> [WHAT THE TASK REQUIRES]: Below are the records; locate each line with the word "guide" and copy it.

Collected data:

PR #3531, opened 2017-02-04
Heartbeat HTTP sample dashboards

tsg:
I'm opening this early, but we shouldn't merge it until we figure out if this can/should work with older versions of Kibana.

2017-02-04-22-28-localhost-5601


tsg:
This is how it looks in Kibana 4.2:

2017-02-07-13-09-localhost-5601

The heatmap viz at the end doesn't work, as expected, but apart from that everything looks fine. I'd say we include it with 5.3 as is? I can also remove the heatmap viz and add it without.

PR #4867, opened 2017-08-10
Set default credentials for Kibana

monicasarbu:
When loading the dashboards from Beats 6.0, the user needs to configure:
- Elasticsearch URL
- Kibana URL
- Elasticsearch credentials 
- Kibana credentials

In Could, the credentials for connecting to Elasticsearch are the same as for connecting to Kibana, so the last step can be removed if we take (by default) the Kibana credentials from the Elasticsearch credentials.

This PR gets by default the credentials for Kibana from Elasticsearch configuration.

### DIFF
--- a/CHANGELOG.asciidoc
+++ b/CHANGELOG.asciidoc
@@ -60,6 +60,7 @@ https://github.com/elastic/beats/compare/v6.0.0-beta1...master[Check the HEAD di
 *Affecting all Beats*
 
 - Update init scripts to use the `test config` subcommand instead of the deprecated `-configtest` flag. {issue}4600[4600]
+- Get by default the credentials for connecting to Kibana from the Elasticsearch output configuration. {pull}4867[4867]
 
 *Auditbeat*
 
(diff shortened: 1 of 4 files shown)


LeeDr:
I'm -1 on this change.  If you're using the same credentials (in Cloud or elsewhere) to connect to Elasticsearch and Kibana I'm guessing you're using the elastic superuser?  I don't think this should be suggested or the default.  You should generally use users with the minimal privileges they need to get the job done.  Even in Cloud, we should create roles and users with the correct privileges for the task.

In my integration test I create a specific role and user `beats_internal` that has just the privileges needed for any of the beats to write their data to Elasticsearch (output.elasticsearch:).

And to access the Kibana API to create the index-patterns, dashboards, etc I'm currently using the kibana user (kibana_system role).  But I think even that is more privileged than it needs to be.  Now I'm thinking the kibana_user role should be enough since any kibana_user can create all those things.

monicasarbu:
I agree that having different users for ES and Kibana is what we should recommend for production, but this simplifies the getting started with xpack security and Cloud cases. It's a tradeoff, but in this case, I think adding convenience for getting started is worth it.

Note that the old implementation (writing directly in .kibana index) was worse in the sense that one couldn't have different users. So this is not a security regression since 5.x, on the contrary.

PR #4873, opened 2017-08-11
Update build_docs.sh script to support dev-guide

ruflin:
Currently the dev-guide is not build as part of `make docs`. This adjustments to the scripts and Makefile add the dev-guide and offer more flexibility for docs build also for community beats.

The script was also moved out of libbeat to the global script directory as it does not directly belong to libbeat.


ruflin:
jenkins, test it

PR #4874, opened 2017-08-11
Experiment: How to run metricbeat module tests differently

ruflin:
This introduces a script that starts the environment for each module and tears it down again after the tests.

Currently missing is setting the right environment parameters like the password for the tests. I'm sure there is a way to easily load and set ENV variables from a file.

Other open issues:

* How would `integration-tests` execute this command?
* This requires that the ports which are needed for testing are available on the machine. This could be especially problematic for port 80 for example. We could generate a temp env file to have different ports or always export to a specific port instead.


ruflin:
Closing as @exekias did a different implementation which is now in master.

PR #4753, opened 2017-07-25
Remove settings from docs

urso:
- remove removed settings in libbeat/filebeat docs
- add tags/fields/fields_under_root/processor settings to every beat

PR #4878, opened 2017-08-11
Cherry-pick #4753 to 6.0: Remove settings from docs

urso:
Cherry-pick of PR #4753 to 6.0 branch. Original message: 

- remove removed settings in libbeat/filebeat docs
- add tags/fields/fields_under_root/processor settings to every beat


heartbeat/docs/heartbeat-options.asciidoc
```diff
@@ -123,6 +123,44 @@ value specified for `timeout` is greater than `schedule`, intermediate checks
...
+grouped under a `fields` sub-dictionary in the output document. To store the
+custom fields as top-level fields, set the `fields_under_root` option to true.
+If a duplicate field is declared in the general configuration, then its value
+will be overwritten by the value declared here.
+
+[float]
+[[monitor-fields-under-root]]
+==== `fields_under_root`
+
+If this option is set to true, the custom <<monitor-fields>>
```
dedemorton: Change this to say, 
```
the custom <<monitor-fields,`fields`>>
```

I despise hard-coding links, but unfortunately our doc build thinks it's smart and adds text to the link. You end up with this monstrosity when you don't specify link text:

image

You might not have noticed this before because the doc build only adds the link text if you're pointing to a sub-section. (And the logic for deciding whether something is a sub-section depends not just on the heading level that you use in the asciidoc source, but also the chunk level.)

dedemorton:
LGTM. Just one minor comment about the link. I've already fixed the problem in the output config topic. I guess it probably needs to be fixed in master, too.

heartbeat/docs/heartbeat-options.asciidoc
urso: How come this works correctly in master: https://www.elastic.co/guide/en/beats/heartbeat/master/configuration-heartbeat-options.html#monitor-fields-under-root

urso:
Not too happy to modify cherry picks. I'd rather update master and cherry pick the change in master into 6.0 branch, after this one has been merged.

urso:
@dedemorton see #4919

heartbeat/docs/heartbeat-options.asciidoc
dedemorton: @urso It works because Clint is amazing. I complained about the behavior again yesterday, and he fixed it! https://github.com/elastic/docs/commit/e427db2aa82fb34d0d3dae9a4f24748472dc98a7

> [REPLY TO THE EXERCISE]:
Update build_docs.sh script to support dev-guide
Currently the dev-guide is not build as part of `make docs`. This adjustments to the scripts and Makefile add the dev-guide and offer more flexibility for docs build also for community beats.
urso: How come this works correctly in master: https://www.elastic.co/guide/en/beats/heartbeat/master/configuration-heartbeat-options.html#monitor-fields-under-root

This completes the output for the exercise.